• **WHAT IS EXPECTED**
Copy nothing but the lines below running from the line containing "PR #221, opened 2026-06-18" through the line containing "- Map: popup", both end lines included.

• **AVAILABLE DATA**
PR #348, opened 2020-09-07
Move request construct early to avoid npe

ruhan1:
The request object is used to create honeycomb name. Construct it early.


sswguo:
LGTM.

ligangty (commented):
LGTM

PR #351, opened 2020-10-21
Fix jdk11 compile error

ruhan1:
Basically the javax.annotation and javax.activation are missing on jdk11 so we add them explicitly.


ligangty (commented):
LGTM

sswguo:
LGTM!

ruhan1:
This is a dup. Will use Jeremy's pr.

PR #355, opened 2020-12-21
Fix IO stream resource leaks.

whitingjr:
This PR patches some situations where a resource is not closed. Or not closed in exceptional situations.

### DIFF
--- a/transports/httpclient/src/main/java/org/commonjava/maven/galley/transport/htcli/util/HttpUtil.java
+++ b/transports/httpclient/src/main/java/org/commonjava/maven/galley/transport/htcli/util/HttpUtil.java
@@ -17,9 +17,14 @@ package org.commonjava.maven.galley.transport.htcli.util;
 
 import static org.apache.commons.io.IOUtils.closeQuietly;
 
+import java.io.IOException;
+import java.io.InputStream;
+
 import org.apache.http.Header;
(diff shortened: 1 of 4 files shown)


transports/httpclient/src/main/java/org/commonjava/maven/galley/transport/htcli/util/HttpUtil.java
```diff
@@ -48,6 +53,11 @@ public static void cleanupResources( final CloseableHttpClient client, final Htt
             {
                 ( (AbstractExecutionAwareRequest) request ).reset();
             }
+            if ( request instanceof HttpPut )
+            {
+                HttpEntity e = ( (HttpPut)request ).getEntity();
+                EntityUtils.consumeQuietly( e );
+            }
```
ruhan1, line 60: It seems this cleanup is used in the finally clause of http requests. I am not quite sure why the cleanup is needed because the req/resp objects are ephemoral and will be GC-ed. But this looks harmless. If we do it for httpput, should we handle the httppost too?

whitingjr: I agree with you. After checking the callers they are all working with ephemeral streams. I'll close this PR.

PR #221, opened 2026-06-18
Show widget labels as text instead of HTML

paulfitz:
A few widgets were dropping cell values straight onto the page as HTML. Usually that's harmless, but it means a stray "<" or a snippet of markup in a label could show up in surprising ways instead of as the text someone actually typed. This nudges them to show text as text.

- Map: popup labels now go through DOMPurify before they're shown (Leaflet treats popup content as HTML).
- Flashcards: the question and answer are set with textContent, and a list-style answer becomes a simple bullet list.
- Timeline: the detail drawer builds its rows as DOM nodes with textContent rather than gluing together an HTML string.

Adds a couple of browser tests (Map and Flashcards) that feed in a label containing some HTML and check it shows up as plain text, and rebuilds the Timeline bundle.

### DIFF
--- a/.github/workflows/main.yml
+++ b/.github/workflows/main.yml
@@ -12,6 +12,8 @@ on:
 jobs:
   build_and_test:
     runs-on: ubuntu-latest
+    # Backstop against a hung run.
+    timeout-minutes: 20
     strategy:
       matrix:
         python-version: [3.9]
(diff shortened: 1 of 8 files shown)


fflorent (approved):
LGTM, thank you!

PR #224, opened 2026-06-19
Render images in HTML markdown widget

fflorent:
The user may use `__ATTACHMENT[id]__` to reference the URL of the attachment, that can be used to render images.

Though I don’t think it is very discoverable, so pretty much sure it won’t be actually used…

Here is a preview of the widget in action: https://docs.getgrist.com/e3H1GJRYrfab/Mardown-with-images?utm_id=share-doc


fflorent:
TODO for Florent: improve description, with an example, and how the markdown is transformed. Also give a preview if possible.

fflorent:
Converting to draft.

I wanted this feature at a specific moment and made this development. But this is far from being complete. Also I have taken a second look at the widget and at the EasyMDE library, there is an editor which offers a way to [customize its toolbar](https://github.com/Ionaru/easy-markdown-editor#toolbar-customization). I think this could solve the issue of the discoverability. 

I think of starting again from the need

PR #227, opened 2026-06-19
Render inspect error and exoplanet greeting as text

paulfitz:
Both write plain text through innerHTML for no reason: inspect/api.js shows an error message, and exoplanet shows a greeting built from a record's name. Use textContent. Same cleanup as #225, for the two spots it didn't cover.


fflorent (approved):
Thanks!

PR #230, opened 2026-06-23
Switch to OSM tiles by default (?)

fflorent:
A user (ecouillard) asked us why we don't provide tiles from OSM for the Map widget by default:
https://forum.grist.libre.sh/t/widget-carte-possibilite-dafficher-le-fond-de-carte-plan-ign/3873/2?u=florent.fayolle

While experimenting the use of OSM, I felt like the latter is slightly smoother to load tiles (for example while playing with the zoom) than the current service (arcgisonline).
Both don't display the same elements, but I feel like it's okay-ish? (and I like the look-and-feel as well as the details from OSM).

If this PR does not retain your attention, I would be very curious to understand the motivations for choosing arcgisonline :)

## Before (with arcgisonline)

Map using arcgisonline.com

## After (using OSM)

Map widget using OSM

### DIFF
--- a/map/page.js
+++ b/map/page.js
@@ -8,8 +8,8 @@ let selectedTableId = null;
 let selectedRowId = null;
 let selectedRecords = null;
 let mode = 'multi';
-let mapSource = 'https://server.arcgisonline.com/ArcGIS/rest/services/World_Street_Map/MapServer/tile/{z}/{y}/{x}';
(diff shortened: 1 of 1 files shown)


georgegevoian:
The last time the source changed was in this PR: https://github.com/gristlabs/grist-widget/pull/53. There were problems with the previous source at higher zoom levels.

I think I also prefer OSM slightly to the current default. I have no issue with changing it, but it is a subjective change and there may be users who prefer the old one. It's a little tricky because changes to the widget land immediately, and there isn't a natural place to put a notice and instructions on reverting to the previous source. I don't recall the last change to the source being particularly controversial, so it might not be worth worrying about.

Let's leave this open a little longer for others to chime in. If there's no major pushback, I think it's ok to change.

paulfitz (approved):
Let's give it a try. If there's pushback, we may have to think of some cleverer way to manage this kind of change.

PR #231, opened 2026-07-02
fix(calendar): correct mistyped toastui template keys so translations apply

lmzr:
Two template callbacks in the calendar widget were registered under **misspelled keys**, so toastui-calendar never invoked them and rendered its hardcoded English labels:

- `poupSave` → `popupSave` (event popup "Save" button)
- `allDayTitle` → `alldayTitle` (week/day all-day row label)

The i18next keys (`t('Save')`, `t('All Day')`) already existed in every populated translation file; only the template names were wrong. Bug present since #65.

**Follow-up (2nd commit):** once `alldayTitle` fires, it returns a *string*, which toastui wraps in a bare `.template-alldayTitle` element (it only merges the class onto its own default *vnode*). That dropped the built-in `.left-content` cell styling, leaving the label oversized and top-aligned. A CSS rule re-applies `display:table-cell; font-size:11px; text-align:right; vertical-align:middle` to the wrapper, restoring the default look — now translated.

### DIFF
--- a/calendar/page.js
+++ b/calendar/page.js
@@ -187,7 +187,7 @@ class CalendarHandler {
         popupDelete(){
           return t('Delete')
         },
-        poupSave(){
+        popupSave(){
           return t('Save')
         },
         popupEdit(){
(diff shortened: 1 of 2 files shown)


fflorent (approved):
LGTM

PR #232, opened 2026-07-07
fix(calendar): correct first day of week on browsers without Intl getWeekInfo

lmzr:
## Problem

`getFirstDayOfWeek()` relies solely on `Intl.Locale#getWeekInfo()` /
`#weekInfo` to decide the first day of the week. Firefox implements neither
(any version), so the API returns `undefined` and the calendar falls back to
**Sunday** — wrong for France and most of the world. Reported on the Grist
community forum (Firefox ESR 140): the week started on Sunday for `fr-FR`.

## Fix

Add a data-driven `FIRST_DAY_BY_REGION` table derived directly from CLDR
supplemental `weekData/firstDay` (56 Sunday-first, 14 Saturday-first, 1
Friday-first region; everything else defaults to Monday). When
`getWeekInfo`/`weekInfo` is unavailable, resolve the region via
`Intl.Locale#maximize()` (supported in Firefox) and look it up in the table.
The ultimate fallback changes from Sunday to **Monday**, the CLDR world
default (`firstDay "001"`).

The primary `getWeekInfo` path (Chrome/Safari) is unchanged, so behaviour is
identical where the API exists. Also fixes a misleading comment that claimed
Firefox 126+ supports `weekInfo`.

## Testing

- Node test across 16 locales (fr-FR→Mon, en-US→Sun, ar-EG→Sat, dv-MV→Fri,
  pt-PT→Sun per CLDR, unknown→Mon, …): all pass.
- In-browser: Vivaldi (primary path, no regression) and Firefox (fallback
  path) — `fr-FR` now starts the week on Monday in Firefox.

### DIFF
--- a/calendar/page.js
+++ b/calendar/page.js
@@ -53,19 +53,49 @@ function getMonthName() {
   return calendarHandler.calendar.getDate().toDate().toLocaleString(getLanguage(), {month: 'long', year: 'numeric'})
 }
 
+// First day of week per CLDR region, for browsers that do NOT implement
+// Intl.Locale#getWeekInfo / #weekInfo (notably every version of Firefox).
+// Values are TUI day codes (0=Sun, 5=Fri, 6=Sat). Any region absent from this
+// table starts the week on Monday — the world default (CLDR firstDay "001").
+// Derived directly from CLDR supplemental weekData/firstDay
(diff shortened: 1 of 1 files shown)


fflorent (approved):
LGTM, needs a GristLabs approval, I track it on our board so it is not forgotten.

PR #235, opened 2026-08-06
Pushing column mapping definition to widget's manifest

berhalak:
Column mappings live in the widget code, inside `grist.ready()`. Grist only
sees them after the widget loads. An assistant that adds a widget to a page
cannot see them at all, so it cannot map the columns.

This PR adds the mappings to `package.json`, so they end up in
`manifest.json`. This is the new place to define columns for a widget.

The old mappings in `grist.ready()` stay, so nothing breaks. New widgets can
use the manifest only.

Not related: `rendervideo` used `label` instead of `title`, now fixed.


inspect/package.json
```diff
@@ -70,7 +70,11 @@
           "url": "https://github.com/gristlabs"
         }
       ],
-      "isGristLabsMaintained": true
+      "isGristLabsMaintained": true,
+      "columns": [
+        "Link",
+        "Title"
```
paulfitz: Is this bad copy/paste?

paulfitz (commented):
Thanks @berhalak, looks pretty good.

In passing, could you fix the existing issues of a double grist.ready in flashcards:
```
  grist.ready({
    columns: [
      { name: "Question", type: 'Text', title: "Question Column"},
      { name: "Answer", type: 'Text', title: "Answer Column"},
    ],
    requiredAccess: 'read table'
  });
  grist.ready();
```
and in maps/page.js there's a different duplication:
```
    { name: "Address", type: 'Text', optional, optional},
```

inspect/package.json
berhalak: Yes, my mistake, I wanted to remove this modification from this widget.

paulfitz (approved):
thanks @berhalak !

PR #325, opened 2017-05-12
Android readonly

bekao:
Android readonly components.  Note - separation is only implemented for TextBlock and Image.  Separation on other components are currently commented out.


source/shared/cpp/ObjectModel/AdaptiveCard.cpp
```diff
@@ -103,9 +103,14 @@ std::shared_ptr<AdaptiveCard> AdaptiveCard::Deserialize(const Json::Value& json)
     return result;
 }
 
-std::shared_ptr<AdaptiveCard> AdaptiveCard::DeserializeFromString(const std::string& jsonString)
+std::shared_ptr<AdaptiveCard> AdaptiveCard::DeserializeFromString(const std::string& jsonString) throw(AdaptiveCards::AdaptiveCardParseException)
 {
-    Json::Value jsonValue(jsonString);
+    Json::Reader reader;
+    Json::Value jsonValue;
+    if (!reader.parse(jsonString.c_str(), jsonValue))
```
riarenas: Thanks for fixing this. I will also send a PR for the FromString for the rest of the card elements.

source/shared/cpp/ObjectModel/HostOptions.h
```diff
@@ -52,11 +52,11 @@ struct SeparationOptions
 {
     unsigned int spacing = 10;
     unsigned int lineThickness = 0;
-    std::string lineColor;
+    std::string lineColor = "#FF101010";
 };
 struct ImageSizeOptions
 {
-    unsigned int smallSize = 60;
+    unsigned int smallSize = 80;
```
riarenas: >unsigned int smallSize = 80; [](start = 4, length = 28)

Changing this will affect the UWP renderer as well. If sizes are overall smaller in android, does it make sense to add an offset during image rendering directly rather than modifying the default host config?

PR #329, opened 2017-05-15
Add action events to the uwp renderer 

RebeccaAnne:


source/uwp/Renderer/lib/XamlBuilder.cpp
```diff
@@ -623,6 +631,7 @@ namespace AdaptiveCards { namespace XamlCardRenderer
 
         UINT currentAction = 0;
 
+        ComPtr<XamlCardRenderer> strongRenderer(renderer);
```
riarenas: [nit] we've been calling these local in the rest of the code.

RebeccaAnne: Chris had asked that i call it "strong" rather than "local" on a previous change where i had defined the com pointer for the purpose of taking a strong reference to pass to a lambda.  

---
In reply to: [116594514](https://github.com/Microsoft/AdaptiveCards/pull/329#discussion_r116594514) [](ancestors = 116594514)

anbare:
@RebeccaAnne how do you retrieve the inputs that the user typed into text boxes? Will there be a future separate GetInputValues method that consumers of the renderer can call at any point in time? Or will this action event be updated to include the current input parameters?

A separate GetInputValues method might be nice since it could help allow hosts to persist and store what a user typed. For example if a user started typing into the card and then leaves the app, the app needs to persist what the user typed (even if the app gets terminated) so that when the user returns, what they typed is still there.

• **EXERCISE SOLUTION**
PR #221, opened 2026-06-18
Show widget labels as text instead of HTML

paulfitz:
A few widgets were dropping cell values straight onto the page as HTML. Usually that's harmless, but it means a stray "<" or a snippet of markup in a label could show up in surprising ways instead of as the text someone actually typed. This nudges them to show text as text.

- Map: popup labels now go through DOMPurify before they're shown (Leaflet treats popup content as HTML).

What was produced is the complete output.